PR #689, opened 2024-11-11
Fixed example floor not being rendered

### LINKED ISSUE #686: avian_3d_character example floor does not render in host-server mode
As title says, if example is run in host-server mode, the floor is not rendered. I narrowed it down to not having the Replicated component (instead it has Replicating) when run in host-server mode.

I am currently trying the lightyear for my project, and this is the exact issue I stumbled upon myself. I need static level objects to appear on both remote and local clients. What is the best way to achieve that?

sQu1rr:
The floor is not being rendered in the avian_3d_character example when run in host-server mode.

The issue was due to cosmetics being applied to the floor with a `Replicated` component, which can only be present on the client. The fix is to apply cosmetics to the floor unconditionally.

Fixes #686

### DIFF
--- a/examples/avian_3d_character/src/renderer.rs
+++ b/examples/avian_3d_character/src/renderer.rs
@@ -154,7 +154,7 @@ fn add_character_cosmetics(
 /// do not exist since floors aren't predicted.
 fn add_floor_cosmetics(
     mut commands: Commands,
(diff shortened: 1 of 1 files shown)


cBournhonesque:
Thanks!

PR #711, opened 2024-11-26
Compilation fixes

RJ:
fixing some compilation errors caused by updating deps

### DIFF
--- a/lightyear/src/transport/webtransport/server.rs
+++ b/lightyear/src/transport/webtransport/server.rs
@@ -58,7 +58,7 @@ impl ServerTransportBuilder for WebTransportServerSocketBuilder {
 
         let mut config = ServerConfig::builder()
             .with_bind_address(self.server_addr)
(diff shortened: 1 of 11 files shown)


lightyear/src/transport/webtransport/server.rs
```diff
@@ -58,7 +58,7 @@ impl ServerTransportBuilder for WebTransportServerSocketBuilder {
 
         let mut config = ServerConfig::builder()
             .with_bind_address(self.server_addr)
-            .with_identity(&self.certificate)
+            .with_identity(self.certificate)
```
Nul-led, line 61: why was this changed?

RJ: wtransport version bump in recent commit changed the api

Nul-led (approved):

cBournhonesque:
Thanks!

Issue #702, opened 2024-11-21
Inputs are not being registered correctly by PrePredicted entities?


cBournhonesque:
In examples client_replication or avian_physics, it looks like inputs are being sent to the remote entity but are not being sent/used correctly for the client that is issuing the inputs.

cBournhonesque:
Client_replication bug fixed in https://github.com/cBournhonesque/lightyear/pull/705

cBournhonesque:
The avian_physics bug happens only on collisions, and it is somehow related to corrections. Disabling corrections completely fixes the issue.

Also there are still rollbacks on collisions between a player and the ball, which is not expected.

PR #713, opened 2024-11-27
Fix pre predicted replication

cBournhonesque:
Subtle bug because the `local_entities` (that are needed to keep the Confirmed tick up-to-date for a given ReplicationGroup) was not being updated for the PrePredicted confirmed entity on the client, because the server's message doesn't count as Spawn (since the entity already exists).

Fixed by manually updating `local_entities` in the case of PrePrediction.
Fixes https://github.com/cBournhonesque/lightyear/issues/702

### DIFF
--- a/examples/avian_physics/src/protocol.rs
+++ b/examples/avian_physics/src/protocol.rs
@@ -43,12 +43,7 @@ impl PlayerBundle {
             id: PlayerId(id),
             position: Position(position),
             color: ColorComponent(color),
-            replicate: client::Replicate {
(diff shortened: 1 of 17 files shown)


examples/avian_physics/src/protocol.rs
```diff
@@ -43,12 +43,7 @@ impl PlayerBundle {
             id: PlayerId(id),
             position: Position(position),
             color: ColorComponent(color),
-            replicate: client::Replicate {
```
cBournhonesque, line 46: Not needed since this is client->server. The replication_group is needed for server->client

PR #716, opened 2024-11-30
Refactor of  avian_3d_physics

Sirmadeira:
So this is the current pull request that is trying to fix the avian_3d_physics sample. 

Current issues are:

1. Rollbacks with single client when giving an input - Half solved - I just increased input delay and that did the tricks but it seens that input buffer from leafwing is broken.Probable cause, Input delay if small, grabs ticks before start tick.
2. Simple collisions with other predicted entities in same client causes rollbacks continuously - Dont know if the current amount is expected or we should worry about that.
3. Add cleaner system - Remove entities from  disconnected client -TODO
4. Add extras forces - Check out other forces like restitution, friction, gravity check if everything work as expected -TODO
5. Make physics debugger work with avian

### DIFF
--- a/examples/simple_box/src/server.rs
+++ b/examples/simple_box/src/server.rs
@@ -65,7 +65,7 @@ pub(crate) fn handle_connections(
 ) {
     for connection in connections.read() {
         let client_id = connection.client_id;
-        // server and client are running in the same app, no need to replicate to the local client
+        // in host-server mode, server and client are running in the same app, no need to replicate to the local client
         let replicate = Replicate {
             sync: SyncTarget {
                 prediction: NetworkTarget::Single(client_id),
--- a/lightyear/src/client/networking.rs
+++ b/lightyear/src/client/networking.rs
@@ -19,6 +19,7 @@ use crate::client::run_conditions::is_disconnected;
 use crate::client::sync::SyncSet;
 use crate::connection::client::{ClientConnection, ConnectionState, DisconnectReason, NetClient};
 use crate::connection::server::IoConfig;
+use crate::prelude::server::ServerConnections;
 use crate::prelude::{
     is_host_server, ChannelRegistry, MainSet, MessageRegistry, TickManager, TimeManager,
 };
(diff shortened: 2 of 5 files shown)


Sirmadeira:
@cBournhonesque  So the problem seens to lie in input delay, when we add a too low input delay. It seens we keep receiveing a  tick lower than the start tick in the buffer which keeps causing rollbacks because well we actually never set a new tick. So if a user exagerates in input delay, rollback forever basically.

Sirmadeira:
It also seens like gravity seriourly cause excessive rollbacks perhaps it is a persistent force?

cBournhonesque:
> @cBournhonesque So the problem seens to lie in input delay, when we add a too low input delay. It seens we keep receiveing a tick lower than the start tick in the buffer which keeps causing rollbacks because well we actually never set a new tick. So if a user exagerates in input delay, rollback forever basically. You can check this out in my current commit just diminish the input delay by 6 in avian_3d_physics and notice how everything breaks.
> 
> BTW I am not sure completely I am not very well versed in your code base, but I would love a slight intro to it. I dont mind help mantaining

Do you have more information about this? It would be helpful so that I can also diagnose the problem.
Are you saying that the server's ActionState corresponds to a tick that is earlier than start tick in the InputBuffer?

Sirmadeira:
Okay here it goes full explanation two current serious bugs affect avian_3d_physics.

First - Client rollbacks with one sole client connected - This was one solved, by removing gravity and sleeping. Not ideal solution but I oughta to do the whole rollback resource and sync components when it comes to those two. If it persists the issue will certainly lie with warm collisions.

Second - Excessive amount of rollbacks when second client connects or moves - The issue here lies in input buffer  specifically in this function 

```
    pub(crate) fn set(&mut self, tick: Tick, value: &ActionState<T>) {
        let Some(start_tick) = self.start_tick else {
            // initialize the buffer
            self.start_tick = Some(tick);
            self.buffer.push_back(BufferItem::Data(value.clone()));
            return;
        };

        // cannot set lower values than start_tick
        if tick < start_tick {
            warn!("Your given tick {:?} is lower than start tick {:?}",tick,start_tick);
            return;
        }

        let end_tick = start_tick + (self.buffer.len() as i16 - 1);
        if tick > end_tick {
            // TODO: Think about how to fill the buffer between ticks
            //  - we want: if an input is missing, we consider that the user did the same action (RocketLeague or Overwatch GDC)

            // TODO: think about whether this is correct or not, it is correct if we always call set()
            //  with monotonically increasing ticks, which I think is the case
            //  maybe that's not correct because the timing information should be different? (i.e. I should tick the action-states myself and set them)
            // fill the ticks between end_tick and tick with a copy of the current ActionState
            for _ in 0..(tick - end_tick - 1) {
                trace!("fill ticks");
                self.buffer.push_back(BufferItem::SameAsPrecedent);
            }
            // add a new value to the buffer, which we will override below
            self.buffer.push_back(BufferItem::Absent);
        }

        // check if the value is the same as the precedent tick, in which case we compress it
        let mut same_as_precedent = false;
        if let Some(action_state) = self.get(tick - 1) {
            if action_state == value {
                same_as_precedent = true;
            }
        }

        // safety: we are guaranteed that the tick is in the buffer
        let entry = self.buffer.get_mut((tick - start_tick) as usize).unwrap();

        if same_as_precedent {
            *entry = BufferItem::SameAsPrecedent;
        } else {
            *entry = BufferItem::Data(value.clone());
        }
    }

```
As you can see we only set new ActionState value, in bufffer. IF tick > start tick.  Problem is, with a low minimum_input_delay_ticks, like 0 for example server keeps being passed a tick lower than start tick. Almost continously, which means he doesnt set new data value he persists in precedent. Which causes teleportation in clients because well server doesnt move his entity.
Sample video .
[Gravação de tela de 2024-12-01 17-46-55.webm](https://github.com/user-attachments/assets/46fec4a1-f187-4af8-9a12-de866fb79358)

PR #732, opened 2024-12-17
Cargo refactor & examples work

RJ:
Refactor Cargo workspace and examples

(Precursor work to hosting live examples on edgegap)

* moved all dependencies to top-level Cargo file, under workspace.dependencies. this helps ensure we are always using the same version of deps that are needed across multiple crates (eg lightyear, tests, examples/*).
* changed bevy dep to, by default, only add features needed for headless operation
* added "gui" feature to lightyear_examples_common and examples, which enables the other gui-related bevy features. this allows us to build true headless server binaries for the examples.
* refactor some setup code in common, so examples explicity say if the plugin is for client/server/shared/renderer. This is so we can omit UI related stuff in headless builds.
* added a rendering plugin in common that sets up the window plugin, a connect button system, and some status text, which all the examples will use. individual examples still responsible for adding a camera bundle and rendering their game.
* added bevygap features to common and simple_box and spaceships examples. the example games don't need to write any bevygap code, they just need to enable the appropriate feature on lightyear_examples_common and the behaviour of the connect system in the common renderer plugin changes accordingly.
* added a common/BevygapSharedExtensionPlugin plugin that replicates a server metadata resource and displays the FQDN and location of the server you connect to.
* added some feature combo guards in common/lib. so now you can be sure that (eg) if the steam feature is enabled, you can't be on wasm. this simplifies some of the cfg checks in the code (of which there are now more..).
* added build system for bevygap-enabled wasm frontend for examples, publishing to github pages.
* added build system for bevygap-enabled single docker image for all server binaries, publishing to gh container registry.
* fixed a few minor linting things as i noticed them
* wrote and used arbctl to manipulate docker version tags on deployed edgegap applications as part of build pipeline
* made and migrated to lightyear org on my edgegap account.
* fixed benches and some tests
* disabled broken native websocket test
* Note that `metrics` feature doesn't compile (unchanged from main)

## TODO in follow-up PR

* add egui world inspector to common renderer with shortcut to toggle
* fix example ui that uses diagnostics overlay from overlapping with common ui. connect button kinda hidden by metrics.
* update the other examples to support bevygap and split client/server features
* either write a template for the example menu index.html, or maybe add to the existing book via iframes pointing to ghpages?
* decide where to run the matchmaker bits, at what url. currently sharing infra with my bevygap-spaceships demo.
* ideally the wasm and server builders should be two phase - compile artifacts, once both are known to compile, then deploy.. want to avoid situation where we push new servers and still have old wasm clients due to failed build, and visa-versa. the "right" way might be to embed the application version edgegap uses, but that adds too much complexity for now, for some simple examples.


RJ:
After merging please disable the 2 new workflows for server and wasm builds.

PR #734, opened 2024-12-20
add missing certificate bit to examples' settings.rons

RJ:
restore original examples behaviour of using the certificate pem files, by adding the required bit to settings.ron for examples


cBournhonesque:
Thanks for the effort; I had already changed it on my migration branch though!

WHAT YOU SHOULD DO: In which lines of the material above does the string "more" occur? Copy them all.

SOLVED EXERCISE:
Do you have more information about this? It would be helpful so that I can also diagnose the problem.
* added some feature combo guards in common/lib. so now you can be sure that (eg) if the steam feature is enabled, you can't be on wasm. this simplifies some of the cfg checks in the code (of which there are now more..).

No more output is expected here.